数据库返回Unsupported subquery type cannot be evaluated。但是,如果我在没有最后两个条件的情况下运行它(使用TIMEDIFF),则它可以正常工作。我确认这些查询确实可以使用TIMEDIFF语句:

select count(*) from "trackingpoint"
where TIMEDIFF(minute, '2018-01-01', "Timestamp") > 604233;
select count(*) from "click"
where TIMEDIFF(minute, '2018-01-01', "Timestamp") > 604233;

,并且这些都可以正常工作。我看不到为什么TIMEDIFF条件应阻止数据库返回结果的原因。
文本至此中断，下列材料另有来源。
PR #497, opened 2025-01-20
feat: admin button to reverse safety violations

codeincontext:
## Description

When a user receives a toxic moderation they also get a safety violation. After 3 safety violations they are banned. Some users have had a genuine use case for trying lessons in areas which we don't allow, which has caused them to be banned. We want to be able to unban them and remove those violations while still keeping the offending lessons locked

- Fix bug where violations weren't recorded if the inngest enqueue for the slack notification failed (helps identify the issue in local dev)
- Add UI to the admin chat page to "reverse" a violation
- Return related violations from `admin.getModerations` endpoint
- Add removeSafetyViolation to admin router

## Issue(s)

Fixes AI-754

## How to test

1. Create 3 toxic lessons with `mod:tox`, making a note of the URLs of each lesson
2. User should be banned
3. Visit https://oak-ai-lesson-assistant-git-feat-reverse-violations.vercel-preview.thenational.academy/admin/aila/{CHAT-ID}
4. It should show that there was a violation
5. Reversing the first violation should unban the user

## Screenshots

CleanShot 2025-01-20 at 18 19 52@2x


apps/nextjs/src/app/admin/aila/[chatId]/view.tsx
```diff
@@ -2,25 +2,67 @@ import { useState } from "react";
...
+        <OakP $font="body-2" $mr="space-between-m">
+          <OakP $font="heading-7">
+            This moderation triggered a safety violation.
+          </OakP>{" "}
+          Reversing may unban a banned user
+        </OakP>
+        <OakSmallSecondaryButton
+          iconName="cross"
+          onClick={() =>
+            void removeSafetyViolation.mutateAsync({ recordId: recordId })
```
Comment (stefl) [inline apps/nextjs/src/app/admin/aila/[chatId]/view.tsx:37]: For lines like this which could fail because of a network or serve error I've been adding sentry and toast

Comment (stefl) [reply apps/nextjs/src/app/admin/aila/[chatId]/view.tsx:37]: But perhaps that's the wrong pattern? We should give user feedback in these two cases

packages/api/src/router/admin.ts
```diff
@@ -74,4 +91,15 @@ export const adminRouter = router({
...
+  removeSafetyViolation: adminProcedure
+    .input(z.object({ recordId: z.string() }))
+    .mutation(async ({ input, ctx }) => {
+      const { recordId } = input;
+      const { prisma } = ctx;
+
+      // remove safety violation (and potentially unban user)
+      log.info("Removing safety violation", { recordId });
+      const safetyViolations = new SafetyViolations(prisma);
+      await safetyViolations.removeViolationsByRecordId(recordId);
```
stefl, line 103: Should this return the deleted violation? Do we want logging of the intended safety violation having been deleted?

apps/nextjs/src/app/api/chat/webActionsPlugin.ts
```diff
@@ -56,17 +57,24 @@ export const createWebActionsPlugin: PluginCreator = (
...
+          id: userId,
+        },
+        data: {
+          chatId: aila.chatId || "Unknown",
+          categories: moderation.categories as string[],
+          justification: moderation.justification ?? "Unknown",
+        },
+      });
+    } catch (e) {
+      log.error("Error sending slack notification", e);
```
stefl, line 74: This is async so "error scheduling slack..."?

stefl (approved):
Just a couple of comments here about logging and user feedback on error

apps/nextjs/src/app/admin/aila/[chatId]/view.tsx
Comment (codeincontext) [reply apps/nextjs/src/app/admin/aila/[chatId]/view.tsx:37]: Good point. I put this together quite quickly so I didn't put too much thought into it. I'll look into that 👍

apps/nextjs/src/app/api/chat/webActionsPlugin.ts
codeincontext: Good call, thanks

packages/api/src/router/admin.ts
codeincontext: That makes sense, I can do that 👍

apps/nextjs/src/app/admin/aila/[chatId]/view.tsx
Comment (codeincontext) [reply apps/nextjs/src/app/admin/aila/[chatId]/view.tsx:37]: Another option would be to render an error message in-line, but I don't think we have precedent for that

Comment (mantagen) [reply apps/nextjs/src/app/admin/aila/[chatId]/view.tsx:37]: I think for admin facing features doing a toast is probably fine and simplest for now

apps/nextjs/src/app/admin/aila/[chatId]/view.tsx
```diff
@@ -2,25 +2,67 @@ import { useState } from "react";
...
+          }
+          isLoading={removeSafetyViolation.isLoading}
+          disabled={!!removeSafetyViolation.isSuccess}
```
Comment (mantagen) [inline apps/nextjs/src/app/admin/aila/[chatId]/view.tsx:40]: disable if `isLoading` also?

mantagen (approved):
LGTM

apps/nextjs/src/app/admin/aila/[chatId]/view.tsx
Comment (codeincontext) [reply apps/nextjs/src/app/admin/aila/[chatId]/view.tsx:40]: That makes sense 👍

mikeritson-oak (commented):
I've checked this in the preview branch and functionality is as expected, Further checks can be made in the release candidate.

PR #499, opened 2025-01-21
chore: maths quiz tighter types

mantagen:
## Description

- use remeda `pick` to get lesson plan subset
- improve types on `apiCallingUtils` (though curerntly this isn't called anywhere so haven't checked that the new types align with what the caller expects)


gclomax (approved):
LGTM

知道要改变什么才能使其正常工作吗?

1 个答案:

答案 0 :(得分:1)

因此请使用以下设置

create table click (id number, 
   timestamp timestamp_ntz,
   cookieid number,
   Registration_score number);
create table trackingpoint(id number, 
   timestamp timestamp_ntz, 
   cookieid number, 
   page text );


insert into click values (1,'2018-03-20', 101, 0),
    (2,'2019-03-20', 102, 0);
insert into trackingpoint values (1,'2018-03-20 00:00:10', 101, 'user reg comp'),
    (2,'2018-03-20 00:00:11', 102, 'user reg comp'),
    (3,'2018-03-20 00:00:13', 102, 'pet reg comp'),
    (4,'2018-03-20 00:00:15', 102, 'happy dance');

您可以看到我们得到了期望的行

select c.*, t.*
from click c
join trackingpoint t 
    on c.cookieid = t.cookieid ;

现在有两种获取计数的方法,第一种是拥有计数的,如果只计数一件事,这是个好方法,因为所有规则都是联接过滤:

select c.id,
  count(1) as new_score
from click c
join trackingpoint t 
    on c.cookieid = t.cookieid
    and t.page ilike '%reg comp'
    and TIMEDIFF(minute, c.timestamp, t.timestamp) < 4320
group by 1;

或者,您也可以(按照雪花的语法)将计数移到“合计/选择”一侧,如果这是您所需要的,则可以得到多个答案(这是我发现自己的地方,因此我提出了这个原因):

select c.id,
    sum(iff(t.page ilike '%reg comp' AND TIMEDIFF(minute, c.timestamp, t.timestamp) < 4320, 1, 0)) as new_score
from click c
join trackingpoint t 
    on c.cookieid = t.cookieid
group by 1;

因此将其插入UPDATE模式(请参阅文档中的最后一个示例) https://docs.snowflake.net/manuals/sql-reference/sql/update.html

您可以移至单个子选择,而不是雪花不支持的合并子查询,这是您收到的错误消息。

UPDATE click c
SET Registration_score = s.new_score
from (
    select ic.id,
        count(*) as new_score
    from click ic
    join trackingpoint it 
        on ic.cookieid = it.cookieid
        and it.page ilike '%reg comp'
        and TIMEDIFF(minute, ic.timestamp, it.timestamp) < 4320
    group by 1) as s
WHERE c.id = s.id; 

添加TIMEDIFF的原因将您的查询变成一个相关的子查询,即UPDATE的每一行,现在与子查询的结果相关。解决方法是制作“大而简单”的子查询并将其加入。